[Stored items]
_____
PR #2527, opened 2026-04-08
retextured weapons and adjusted their hitboxes

Forixaim:
This update readjusts some weapon textures to be more in-line with how they are depicted in real life as well as keeping weapons pixel consistent with each other.


Yesssssman (approved):
LGTM

PR #2532, opened 2026-04-10
Add compatibility with Wildfire's Female Gender mod + ExCap server sided bug fixes

Forixaim:
This PR adds compatibility with Wildfire's Female Gender Mod, which currently cancels the render and defers it to the patched render, using clever matrix transformations to make it work.

Additionally it also addresses issue #2533


Yesssssman (approved):
LGTM. Maybe implementing NetSyncListener for existing data pack reloaders will ensure better consistency

PR #2537, opened 2026-04-11
fix compute shader render error while persistent buffer turn off.

dfdyz:
bug example
image
Although this issue has been fixed, the frame rate drops significantly when a large number of entities are displayed on the same screen. 
It is recommended that players update their graphics card drivers(which support OpenGL4.6) and then enable the persistent mapping buffer.


dfdyz:
I know what happen. The fg gradle modifiy my jdk automaticlly, and that jdk not be forced to use the NV gpu.

dfdyz:
I will add a function to detect the current OpenGL runtime platform in the future, reminding players to use a discrete graphics card or disable computational shaders.

Yesssssman:
> I know what happen. The fg gradle modifiy my jdk automaticlly, and that jdk not be forced to use the NV gpu.

Which JDK version was that? Does that only happen in the dev environment?

Forixaim:
> I know what happen. The fg gradle modifiy my jdk automaticlly, and that jdk not be forced to use the NV gpu.

For 1.20.1 I plan give one last overhaul on the gradle script by switching to ModDevGradle + Kotlin DSL so no worries i guess.

Forixaim (approved):
LGTM as well.

Yesssssman (approved):
I'll do more test in my local

PR #2543, opened 2026-04-15
[1.21.1] Fixed shields not rendering offhand

Forixaim:
A small fix that makes shields render offhand when alone


Yesssssman (approved):
LGTM, I'll just merge cuz it's a simple change

PR #2547, opened 2026-04-19
Use @WrapOperation instead of @Redirect 

Nikdo53:
Even though they they're fine by themselves, redirects don't stack with other mods. This is an incompatibility just waiting to happen and it will be hard to debug once it does. 

Since your use of redirects is exactly what [@WrapOperation from mixin extras does](https://github.com/LlamaLad7/MixinExtras/wiki/WrapOperation), I've used it in their place. Everything should be the same with the except MixinGui.epicfight$renderCrosshair where I added runnable for the original crosshair (since its called from an inject too)


Forixaim:
I'll run gameplay tests once I'm home from work.

Forixaim (approved):
LGTM

Forixaim:
PR has been moved to #2565 I sincerely thank you for pointing it out.

Issue #443, opened 2024-05-16
Some of the Zest examples are broken


ptziegler:
**GraphJFaceSnippet3:**

![image](https://github.com/eclipse/gef-classic/assets/70652978/f39f570e-1875-4e03-be25-2885b4cf5ba7)

I would expect a proper layout, instead of all nodes being on top of one another.

**GraphJFaceSnippet5:**

![image](https://github.com/eclipse/gef-classic/assets/70652978/91db4413-68d9-4a0f-83a7-224792d9c8ca)

Running the same example multiple times results in different node sizes. Sometimes the nodes are too small.

**GraphJFaceSnippet6:**
![image](https://github.com/eclipse/gef-classic/assets/70652978/810a207e-7922-4c89-8362-bb2fd1cb5821)

The nodes inside the nested graph have an empty size.

**GraphJFaceSnippet8:**

![image](https://github.com/eclipse/gef-classic/assets/70652978/99670782-2a0b-4675-9dd3-164196dd5b75)

Similar issue. In addition, the label provider is broken.

There are probably other examples affected as well, but I haven't checked them all, yet.

ptziegler:
Fixed with https://github.com/eclipse/gef-classic/commit/4cd9bc048f373d00eecaa0ae640e7faf56d8c89b, https://github.com/eclipse/gef-classic/commit/2288625a8c910773a4e3076691b39ad3c13a2cc8, https://github.com/eclipse/gef-classic/commit/f29e90d9d8f23657009b20ce7276303c95cc3490 and https://github.com/eclipse/gef-classic/commit/89280416c74a276d9bd6f563c20931e81604cc3c

PR #444, opened 2024-05-16
Fix: Graph nodes using the tree layout have an empty size.

ptziegler:
Can be reproduced using the GraphJFaceSnippet6. The problem occurs because a size() == 0 check has been wrongfully replaced with a !isEmpty().

See https://github.com/eclipse/gef-classic/issues/443 Amends 2e860acc0b2e1e8847408141e00f787ee3aee9c1


azoitl (approved):
Stupid me and copy paste

PR #446, opened 2024-05-18
Integrate Zest-based examples into our test suite

ptziegler:
With this change, we instantiate and verify the correctness of the Zest examples as part of our JUnit test suite. Special care needs to be taken, in order to make sure that the examples can be used in the test environment, but also still be executed as standalone applications.

This means that those snippets must not create a new Display instance, as one is already created by the test suite and multiple displays are forbidden. The snippet is then instantiated by reflectively calling the main method.

Because the snippets block until the shell is closed by the user, a little trick is needed to allow for the tests to be executed. The actual test is scheduled as an asynchronous task before the snippet is created, which is then executed by the call to "Display.readAndDispatch()".

This contribution is done in preparation for the Zest2.0 migration as a means to increase the test coverage and thus spot any changes that are introduced.

### DIFF
--- a/org.eclipse.zest.core/META-INF/MANIFEST.MF
+++ b/org.eclipse.zest.core/META-INF/MANIFEST.MF
@@ -12,6 +12,6 @@ Bundle-ActivationPolicy: lazy
 Export-Package: org.eclipse.zest.core.viewers,
  org.eclipse.zest.core.viewers.internal;x-internal:=true,
  org.eclipse.zest.core.widgets,
- org.eclipse.zest.core.widgets.internal;x-internal:=true
+ org.eclipse.zest.core.widgets.internal;x-friends:="org.eclipse.zest.tests"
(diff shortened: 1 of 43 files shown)


ptziegler:
This is the code coverage achieved with these additional tests:
image

Compared to our current coverage:
image

ptziegler:
I think it's a good idea to also convert the examples for Draw2D and GEF into integration tests. Though for the time being, I really am fed up with writing tests...

azoitl (approved):

azoitl:
This is a great piece of work. Way beyond my Java knowledge.

ptziegler:
I tried to move as much complexity to the TestRule as possible, so I hope the tests are somewhat understandable. In the end, the focus was more on having all examples be run once, rather than testing any complex user input.

azoitl:
Yes you did a great job here. Hope to find time to learn from it.

PR #447, opened 2024-05-19
Fix: Adding a node to a graph container adds it to the graph instead

ptziegler:
When the constructors in the GraphNode class have been unified, we wrongfully pass "graphModel.getGraph()" as an argument instead of the current container. This causes all nodes to be added to the parent graph.

See the UML example for reference. One of the class diagrams should be contained by the UML container, but all three are part of the parent graph instead.

Amends a13541fd21b23c8fdfb5c64a99321f7b8be44706

### DIFF
--- a/org.eclipse.zest.core/src/org/eclipse/zest/core/widgets/GraphNode.java
+++ b/org.eclipse.zest.core/src/org/eclipse/zest/core/widgets/GraphNode.java
@@ -101,7 +101,7 @@ public class GraphNode extends GraphItem {
 	}
 
 	public GraphNode(IContainer graphModel, int style, Object data) {
-		this(graphModel.getGraph(), style, "" /* text */, null /* image */, data);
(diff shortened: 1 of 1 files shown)


ptziegler:
In the UML example, we have the following code segment, which should create a new UML node and add it to the graph container.

```
Graph g = new Graph(shell, SWT.NONE);
g.setConnectionStyle(ZestStyles.CONNECTIONS_DIRECTED);
GraphContainer c = new GraphContainer(g, SWT.NONE);
c.setText("A UML Container");
UMLNode n = new UMLNode(c, SWT.NONE, createClassFigure1(classFont, classImage, publicField, privateField));
```

However, this currently looks like this:

image

And with this fix, it looks like this:

image

ptziegler:
https://github.com/eclipse/gef-classic/issues/443

azoitl (approved):

PR #451, opened 2024-05-24
Fix NullPointerException when closing GraphSnippet13

ptziegler:
This example has a special situation where the connection figure is the same object as the source and target container connection figure. Because the connection figure is disposed first, the parent of those other objects is already null, leading to an exception.

### DIFF
--- a/org.eclipse.zest.core/src/org/eclipse/zest/core/widgets/GraphConnection.java
+++ b/org.eclipse.zest.core/src/org/eclipse/zest/core/widgets/GraphConnection.java
@@ -1,5 +1,6 @@
 /*******************************************************************************
- * Copyright 2005, 2023, CHISEL Group, University of Victoria, Victoria, BC, Canada.
+ * Copyright 2005, 2024, CHISEL Group, University of Victoria, Victoria, BC,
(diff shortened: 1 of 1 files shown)


azoitl (approved):

ptziegler:
Now that I look at it again... I wonder if it would've been better to do

```
if (sourceContainerConnectionFigure != null) {
	if (sourceContainerConnectionFigure.getParent() != null) {
		sourceContainerConnectionFigure.getParent().remove(sourceContainerConnectionFigure);
	}
	sourceContainerConnectionFigure = null;
}
```

instead of 
```
if (sourceContainerConnectionFigure != null && sourceContainerConnectionFigure.getParent() != null) {
	sourceContainerConnectionFigure.getParent().remove(sourceContainerConnectionFigure);
	sourceContainerConnectionFigure = null;
}
```

azoitl:
oh yes missed that. If you do that I think it is also cleaner to have a parent local variable.

ptziegler:
Sure, I'll fix that with a new PR.

ptziegler:
https://github.com/eclipse/gef-classic/pull/452

PR #453, opened 2024-06-05
add auto sync action

pazi146:
syncs master branch

### DIFF
--- a/.github/workflows/autosync.yml
+++ b/.github/workflows/autosync.yml
@@ -1,0 +1,16 @@
+name: Auto-sync
+run-name: Auto-sync of upstream branches
+on:
+  workflow_dispatch:
+  schedule: 
+    - cron: "35 4-22 * * *"
+
+jobs:
+  auto-sync:
+    runs-on: ubuntu-latest
+    env:
+      GITHUB_TOKEN: ${{secrets.GITHUB_TOKEN}}
+    steps:
+      - name: Sync release
+        run: |
+          gh repo sync ${{github.repository}} --branch master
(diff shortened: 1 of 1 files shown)


azoitl (approved):

azoitl:
@ptziegler we have the same workflow for some time now in Eclipse 4diac and it is very convenient as it is automatically syncing your fork with the main repo. @pazi146 found this solution therefore I asked him to also contribute it to GEF classic. What do you think?

@merks I think this workflow could also be something for simrel. However it only works after people synced there fork once manually.

ptziegler:
@azoitl I'm fairly neutral towards this as I rarely -if ever- have to synchronize the master branch of the fork. In my usual workflow, I only ever have to rebase the development branches and there I simply use the master branch of this repo.

That said, the only feedback I have for this PR is to squash both commits into one.

merks:
Yes I never need to sync my fork. I clone the original repo and create a remote for my fork. I only push topic branches to my fork and use it to create a PR.  The main/master branch of my fork is just never used. 

https://github.com/orgs/eclipse-simrel/discussions/3

Of course other people do things differently and it’s really annoying to find out later that your fork is out of sync.

azoitl:
@ptziegler @merks thanks for the feedback. I'm always interested in improving my Github workflow. I somehow have my fork as default remote. The main reason is that I always fear to accidentally directly push to this repo. However I think your approach seems to be with less overhead and steps. Any tips to address my fear?

merks:
One thing that I do that prevents accidental push is that I clone with an https and I don't have credentials that support https, I only have ssh keys so direct push fails.

image

It's probably also possible to delete the push from the remote...

azoitl:
I tried that workflow now in all my github projects. Thx again this makes it much easier. Also I noticed that the workflow from @pazi146 sometimes has issues. Therefore I don't think anymore we should have it. Still thx @pazi146 for finding and providing it.

PR #457, opened 2024-06-13
Update feature and plugin version numbers for 3.21 release cycle

ptziegler:
@azoitl 

FYI, I looked into this obscure "The minor version should be incremented in version x.y.z, since execution environments have been changed since version x.y.z" error and I'm fairly confident that this is an issue within Equinox.

In short, the API tool is unable to load the execution environment of the baseline plugins because Equinox ignores the "Require-Capability" header (at least for loading the EE). And therefore, an empty string is compared to the execution environment that is set in the workspace (JavaSE-17), which is therefore marked as an error.

### DIFF
--- a/org.eclipse.draw2d-feature/feature.xml
+++ b/org.eclipse.draw2d-feature/feature.xml
@@ -14,7 +14,7 @@
 <feature
       id="org.eclipse.draw2d"
       label="%featureName"
-      version="3.20.0.qualifier"
+      version="3.21.0.qualifier"
       provider-name="%providerName"
       license-feature="org.eclipse.license"
       license-feature-version="0.0.0">
--- a/org.eclipse.draw2d.sdk-feature/feature.xml
+++ b/org.eclipse.draw2d.sdk-feature/feature.xml
@@ -14,7 +14,7 @@
 <feature
       id="org.eclipse.draw2d.sdk"
       label="%featureName"
-      version="3.20.0.qualifier"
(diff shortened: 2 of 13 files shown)


merks:
That’s very annoying!

azoitl:
I agree with @merks. 

My only question is how should we treat the other plugins (tests, examples,...)?

ptziegler:
> My only question is how should we treat the other plugins (tests, examples,...)?

I believe the only reason they don't produce errors is because the tool is not enabled for them. We could enable a "reduced" validation, where we exclude API breakage.

azoitl:
> > My only question is how should we treat the other plugins (tests, examples,...)?
> 
> I believe the only reason they don't produce errors is because the tool is not enabled for them. We could enable a "reduced" validation, where we exclude API breakage.

What validation would we get then?

ptziegler:
> What validation would we get then?

Error when annotations are missing, if the version hasn't been updated when e.g. a test was added, etc. The kind of stuff one usually forgets :')

ptziegler:
Or to be more specific, everything outside of "API Compatibility"

image

azoitl:
> > What validation would we get then?
> 
> Errors when annotations are missing, if the version hasn't been updated when e.g. a test was added, etc. The kind of stuff one usually forgets :')

Ah yes, as chaotic as I am, this is definitely something I would need.

azoitl (approved):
_____
## [Brief]
Begin at the first line of the entries above and copy every line exactly, ending with the line that contains "PR #2532, opened 2026-04-10".

## [The completed task]
PR #2527, opened 2026-04-08
retextured weapons and adjusted their hitboxes

Forixaim:
This update readjusts some weapon textures to be more in-line with how they are depicted in real life as well as keeping weapons pixel consistent with each other.


Yesssssman (approved):
LGTM

PR #2532, opened 2026-04-10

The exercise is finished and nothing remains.